:: WORK INSTRUCTIONS ::
Print every record below exactly as it stands.

── PROVIDED DATA

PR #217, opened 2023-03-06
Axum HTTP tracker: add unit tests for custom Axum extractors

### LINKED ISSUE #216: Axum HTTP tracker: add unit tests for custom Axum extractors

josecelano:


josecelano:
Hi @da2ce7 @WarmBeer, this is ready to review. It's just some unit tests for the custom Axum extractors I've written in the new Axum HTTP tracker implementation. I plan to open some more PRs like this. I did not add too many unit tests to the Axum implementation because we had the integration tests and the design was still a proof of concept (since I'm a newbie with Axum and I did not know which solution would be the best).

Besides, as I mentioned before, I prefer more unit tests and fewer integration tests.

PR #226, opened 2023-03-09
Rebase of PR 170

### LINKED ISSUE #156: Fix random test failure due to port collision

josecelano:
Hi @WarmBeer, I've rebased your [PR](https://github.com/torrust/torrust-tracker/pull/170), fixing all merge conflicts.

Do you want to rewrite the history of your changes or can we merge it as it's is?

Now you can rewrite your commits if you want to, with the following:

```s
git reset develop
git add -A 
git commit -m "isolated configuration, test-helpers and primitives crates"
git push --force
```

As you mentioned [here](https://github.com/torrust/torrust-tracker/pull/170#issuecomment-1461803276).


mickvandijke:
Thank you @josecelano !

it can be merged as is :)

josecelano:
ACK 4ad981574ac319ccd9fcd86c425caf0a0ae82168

────

:: RESPONSE BELOW ::
PR #217, opened 2023-03-06
Axum HTTP tracker: add unit tests for custom Axum extractors

### LINKED ISSUE #216: Axum HTTP tracker: add unit tests for custom Axum extractors

josecelano:


josecelano:
Hi @da2ce7 @WarmBeer, this is ready to review. It's just some unit tests for the custom Axum extractors I've written in the new Axum HTTP tracker implementation. I plan to open some more PRs like this. I did not add too many unit tests to the Axum implementation because we had the integration tests and the design was still a proof of concept (since I'm a newbie with Axum and I did not know which solution would be the best).

Besides, as I mentioned before, I prefer more unit tests and fewer integration tests.

PR #226, opened 2023-03-09
Rebase of PR 170

### LINKED ISSUE #156: Fix random test failure due to port collision

josecelano:
Hi @WarmBeer, I've rebased your [PR](https://github.com/torrust/torrust-tracker/pull/170), fixing all merge conflicts.

Do you want to rewrite the history of your changes or can we merge it as it's is?

Now you can rewrite your commits if you want to, with the following:

```s
git reset develop
git add -A 
git commit -m "isolated configuration, test-helpers and primitives crates"
git push --force
```

As you mentioned [here](https://github.com/torrust/torrust-tracker/pull/170#issuecomment-1461803276).


mickvandijke:
Thank you @josecelano !

it can be merged as is :)

josecelano:
ACK 4ad981574ac319ccd9fcd86c425caf0a0ae82168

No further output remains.